## TASK PROMPT
In the material below, find every line with "stricker" and pull it out.

## RECORDS FOR THE EXERCISE
PR #9760, opened 2026-04-22
[Issue #9143] Add endpoint to update a risk on an award recommendation

nathan-stricker:
## Summary

Work for #9143 

## Changes proposed

Created an endpoint to update a risk on an Award Recommendation and added associated tests

## Context for reviewers

See [tech spec](https://navasage.atlassian.net/wiki/spaces/Grantsgov/pages/2735046679/Tech+Spec+-+Award+Recommendation+Data+Model+Initial+Endpoints#Risks)

## Validation steps

- [ ] Confirm implementation aligns with specifications outlined in the [tech spec](https://navasage.atlassian.net/wiki/spaces/Grantsgov/pages/2735046679/Tech+Spec+-+Award+Recommendation+Data+Model+Initial+Endpoints#Risks) (note that I used the variable name `comment` instead of `summary` in the request/response to remain consistent with the data model and the create endpoint)
- [ ] Review created tests


api/src/api/award_recommendations_alpha/award_recommendation_schemas.py
```diff
@@ -450,8 +450,33 @@ class AwardRecommendationRiskCreateRequestSchema(Schema):
     )
 
 
-class AwardRecommendationRiskCreateResponseDataSchema(Schema):
-    """Schema for the created risk response data"""
+class AwardRecommendationRiskUpdateRequestSchema(Schema):
```
kkrug: `AwardRecommendationRiskUpdateRequestSchema` and `AwardRecommendationRiskCreateRequestSchema` are basically identical - do we want to reuse/inherit the schema? I'm ok with keeping as is for clear separation especially if there is a chance for divergence in the future.

api/src/services/award_recommendations/update_award_recommendation_risk.py
```diff
@@ -0,0 +1,98 @@
...
+) -> AwardRecommendationRisk:
+    _get_award_recommendation_for_update(db_session, user, award_recommendation_id)
+
+    risk = _get_risk_for_update(db_session, award_recommendation_id, award_recommendation_risk_id)
+
+    risk.comment = request_data["comment"]
+    risk.award_recommendation_risk_type = request_data["award_recommendation_risk_type"]
+
+    submission_ids = set(request_data["award_recommendation_application_submission_ids"])
+    validated_submissions = _get_validated_submissions(
```
chouinar: If `_get_validated_submissions` should be used outside of that file, could we remove the `_`?

api/src/services/award_recommendations/update_award_recommendation_risk.py
```diff
@@ -0,0 +1,98 @@
...
+        for rs in risk.award_recommendation_risk_submissions
+        if rs.award_recommendation_application_submission_id not in ids_to_remove
+    ]
+
+    for sid in ids_to_add:
+        risk.award_recommendation_risk_submissions.append(
+            AwardRecommendationRiskSubmission(
+                award_recommendation_application_submission=validated_submissions_by_id[sid],
+            )
+        )
```
chouinar, line 70: I think we could simplify this a little. Don't need the submission IDs because the dict has that in its keys I think.

Then I think you can adjust the set operations to just do the checks in the loop, although not certain whether that's better or worse necessarily.

```suggestion
def _sync_risk_submissions(
    risk: AwardRecommendationRisk,
    validated_submissions_by_id: dict[uuid.UUID, AwardRecommendationApplicationSubmission],
) -> None:
    existing_ids = {
        rs.award_recommendation_application_submission_id
        for rs in risk.award_recommendation_risk_submissions
    }
    
    risk.award_recommendation_risk_submissions = [
        rs
        for rs in risk.award_recommendation_risk_submissions
        if rs.award_recommendation_application_submission_id not in validated_submissions_by_id
    ]

    for id, award_recommendation_application_submission in validated_submissions_by_id.items():
        if id not in existing_ids:
          risk.award_recommendation_risk_submissions.append(
              AwardRecommendationRiskSubmission(
                  award_recommendation_application_submission=award_recommendation_application_submission,
              )
        )
```

api/src/api/award_recommendations_alpha/award_recommendation_schemas.py
nathan-stricker: You know, I combined the create/update response schemas into`AwardRecommendationRiskResponseSchema` but didn't do the same for the request schema and I'm not quite sure why- I will combine them and we can split them out again in the future if need be

api/src/services/award_recommendations/update_award_recommendation_risk.py
nathan-stricker: Good catch- will make that change and do the same for `_get_award_recommendation_for_update`

kkrug (approved):

chouinar (approved):

PR #9775, opened 2026-04-23
[Issue #8740] Annotate vision.spec.ts with feature references

### LINKED ISSUE #8740: Annotate vision spec with feature file references
### Summary

Depends on:

* feature file existing for functionality
* guidance around annotation of spec files

Based on annotation guidance, update spec file with references to feature file / steps

### Acceptance criteria

- [ ] spec is updated with annotations

Bhavna-Ramachandran:
## Summary
Work for: Task #8740 

## Changes proposed
- Update /workspaces/simpler-grants-gov/frontend/tests/e2e/vision.spec.ts to add annotation header with references to feature file
- Add inline comments consistent with feature file

## Context for reviewers
- Reviewers should make sure that the spec file has annotation header and inline comments in spec file reflects the flow in feature file.

## Validation steps
- Confirm the spec file references the feature file


frontend/tests/e2e/vision.spec.ts
```diff
@@ -1,59 +1,90 @@
+/**
+ * @feature Vision page
+ * @featureFile frontend/tests/e2e/vision.feature
```
aoysimmons-GH, line 3: I am thinking we should do the file name without path to make it easier re-organize location when we expand in the future without comeback to change the path to each files.

aoysimmons-GH (approved):

frontend/tests/e2e/vision.spec.ts
Bhavna-Ramachandran: I understand the concern about refactors making paths brittle, and that makes sense for long-term maintenance.

I was thinking we could maintain consistency across the repo - reason is if the feature file and spec stay in same directory this is fine, but there are feature files which has spec in different directory, so if we remove paths entirely we lose traceability in those cases.

I am open to aligning on whichever convention we prefer, as long as it’s consistent across the repo.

## ANSWER
nathan-stricker:
nathan-stricker: You know, I combined the create/update response schemas into`AwardRecommendationRiskResponseSchema` but didn't do the same for the request schema and I'm not quite sure why- I will combine them and we can split them out again in the future if need be
nathan-stricker: Good catch- will make that change and do the same for `_get_award_recommendation_for_update`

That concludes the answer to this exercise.